Lately, I’ve been doing these storytimes at a local wildlife rescue museum. Once a month, I go there and do a fifteen minute storytime in front of a plexiglass wall. Behind me are all the rescue birds that can’t live on their own in the wild.
It’s not the easiest storytime conditions, because the ceilings are high and it’s loud in there and I end up shouting the whole thing through a mask, but it is nice to go somewhere fun and have an audience that is appreciative. And now, I’ve gone enough times that the kids who visit the rescue museum regularly know me.
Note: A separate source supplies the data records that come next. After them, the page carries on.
PR #3297, opened 2026-01-14
Add base OAuth 2.0 provider implementation for authserver

jhrozek:
This commit adds BaseOAuth2Provider, which implements OAuth 2.0 authorization code flow with PKCE support. It uses the golang.org/x/oauth2 library internally for token exchange and refresh operations.

Why use golang.org/x/oauth2:
- Handles OAuth 2.0 token responses correctly per RFC 6749, including edge cases like case-insensitive token_type comparison
- Manages token refresh automatically through TokenSource
- Extracts id_token from token extras (standard OIDC extension point)
- Battle-tested against many real-world IDP quirks

Why this architecture:
BaseOAuth2Provider is designed to be embedded by OIDCProvider (see auth-proxy-pr-7-upstream-fixes branch). The base provider handles pure OAuth 2.0 flows while OIDC adds discovery, ID token validation, and UserInfo fetching. This separation allows supporting both:
- OIDC providers (Google, Okta) via discovery
- Pure OAuth 2.0 providers (GitHub) via explicit endpoint configuration

The authserver uses these providers to implement token proxying: when a downstream client authenticates, the authserver exchanges codes with the upstream IDP, stores the upstream tokens, and issues its own tokens to the client. This enables MCP servers to authenticate users through enterprise IDPs without direct IDP integration.

UserInfo extensibility:
Adds UserInfoConfig and UserInfoFetcher interface to support providers with non-standard userinfo endpoints. OIDC providers use the discovered userinfo_endpoint with Bearer auth, but providers like GitHub require custom endpoints (/user), different field names (id vs sub), and additional headers (X-GitHub-Api-Version). UserInfoFieldMapping enables this without provider-specific code.

Other changes:
- Tokens value object extracted to separate file (tokens.go). Over the several PRs I want to minimize tokens.go, I don't like having a grab-bag file with unrelated types.

## Large PR Justification

- Over half of the PR is tests
- I think having the oidc provider and the userinfo handling could in theory be split, but having them in one PR shows how they fit together


pkg/authserver/upstream/oauth2.go
```diff
@@ -0,0 +1,470 @@
...
+
+// Validate checks that OAuth2Config has all required fields.
+func (c *OAuth2Config) Validate() error {
+	if c.AuthorizationEndpoint == "" {
+		return errors.New("authorization_endpoint is required for OAuth2 providers")
+	}
+	if c.TokenEndpoint == "" {
+		return errors.New("token_endpoint is required for OAuth2 providers")
+	}
+	return c.CommonOAuthConfig.Validate()
```
JAORMX, line 136: These endpoints are only checked for non-empty values, but not for HTTPS (for non-localhost) or private IPs. While `newHTTPClientForHost()` applies SSRF protections at request time, validating here would catch misconfigurations earlier.

Consider using `networking.ValidateEndpointURLWithInsecure()` or adding validation similar to `validateRedirectURI()` above.

pkg/authserver/upstream/userinfo_config.go
```diff
@@ -0,0 +1,75 @@
...
+
+	if parsed.Scheme == "" || parsed.Host == "" {
+		return errors.New("endpoint_url must be an absolute URL with scheme and host")
+	}
+
+	if parsed.Scheme != networking.HttpScheme && parsed.Scheme != networking.HttpsScheme {
+		return errors.New("endpoint_url must use http or https scheme")
+	}
+
+	return nil
```
JAORMX, line 79: Unlike `validateRedirectURI()` in oauth2.go, this allows HTTP to any host. Might want to add the same loopback restriction for consistency:

```go
if parsed.Scheme == networking.HttpScheme && !networking.IsLocalhost(parsed.Host) {
    return errors.New("endpoint_url with http scheme requires loopback address")
}
```

pkg/authserver/upstream/oauth2.go
```diff
@@ -0,0 +1,470 @@
...
+	TokenEndpoint string
+
+	// UserInfo contains configuration for fetching user information (optional).
+	// When nil, the provider does not support UserInfo fetching.
+	UserInfo *UserInfoConfig
+}
+
+// Validate checks that OAuth2Config has all required fields.
+func (c *OAuth2Config) Validate() error {
+	if c.AuthorizationEndpoint == "" {
```
JAORMX, line 124: `TokenEndpoint` gets parsed/validated in `NewOAuth2Provider()` (line 285), but `AuthorizationEndpoint` is only checked for non-empty here. A malformed URL would only fail at runtime when `AuthorizationURL()` is called.

pkg/authserver/upstream/types_test.go
```diff
@@ -14,362 +14,5 @@
 
 package upstream
```
JAORMX: This file only contains a cleanup comment - could be removed in this PR.

pkg/authserver/upstream/oauth2.go
```diff
@@ -0,0 +1,470 @@
...
+}
+
+// Validate checks that CommonOAuthConfig has all required fields.
+func (c *CommonOAuthConfig) Validate() error {
+	if c.ClientID == "" {
+		return errors.New("client_id is required")
+	}
+	if c.RedirectURI == "" {
+		return errors.New("redirect_uri is required")
+	}
```
tgrunnagle, line 103: question: is `ClientSecret` not required?

pkg/authserver/upstream/oauth2.go
```diff
@@ -0,0 +1,470 @@
...
+// The config must include AuthorizationEndpoint and TokenEndpoint.
+func NewOAuth2Provider(config *OAuth2Config, opts ...OAuth2ProviderOption) (*BaseOAuth2Provider, error) {
+	if config == nil {
+		return nil, errors.New("config is required")
+	}
+
+	logger.Infow("creating OAuth2 provider",
+		"authorization_endpoint", config.AuthorizationEndpoint,
+		"token_endpoint", config.TokenEndpoint,
+		"client_id", config.ClientID,
```
tgrunnagle: nit: In my experience, some organizations consider client ids to be pseudo-secret. Maybe don't want to log it here.

jhrozek:
thanks @tgrunnagle and @JAORMX for the review. I think I addressed all of the comments in a fixup commit per comment.

There was another comment by @JAORMX on Slack that I will address as a separate refactoring PR which was about reusing structures between pkg/auth and pkg/authserver - I would prefer to make a fixup commit if possible.

pkg/authserver/upstream/oauth2.go
jhrozek: yeah, good point, removed

pkg/authserver/upstream/oauth2.go
jhrozek: no, not always, I added a comment to the code

tgrunnagle (approved):

pkg/authserver/upstream/types_test.go
jhrozek: yeah, I've been cherry-picking and polishing the commits from a larger branch where types.go was kindof a grab-bag of different code and I hated it (think utils.go kind of a file). This was a leftover - fixed, file removed.

pkg/authserver/upstream/oauth2.go
jhrozek: good point, fixed

pkg/authserver/upstream/userinfo_config.go
jhrozek: good point fixed

pkg/authserver/upstream/oauth2.go
jhrozek: I reused the utility function from networking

I’ve been doing library storytimes for around ten years now. There’s definitely a few secrets to providing a good storytime, but I think the most important one is that you can’t care about what you look like while you’re doing them. You can’t be self-conscious about how weirdly you’re moving your body or your singing voice or how aggressively cheerful you’re being. Kids are like sharks and they’ll smell the blood in the water. If you’re not all in, if you’re not totally committed, if you’re not wholeheartedly being as silly and open and friendly as possible, they’ll find that crack of self-consciousness and bust it wide open. There’s nothing more painful that looking like a fool for a crowd of disinterested three- and four-year-olds.
At my library, before we shut down for the pandemic, we were doing five storytimes a week for groups of 65-125. As enriching and fulfilling as that could be, it was also completely exhausting. A storytime for a group of 20 is an interactive literacy experience. A storytime for 125 is a performance with a large heaping side of crowd control. A storytime for 125 is something you just try to survive and get through with your voice intact and without sweating to death.
By the time we shut down, I was happy to never do another storytime again. I was so burned out on storytime that I worried that I personally had manifested the pandemic simply so I could have a break from the grind. And I’ve spent the last two years not missing storytime in the least.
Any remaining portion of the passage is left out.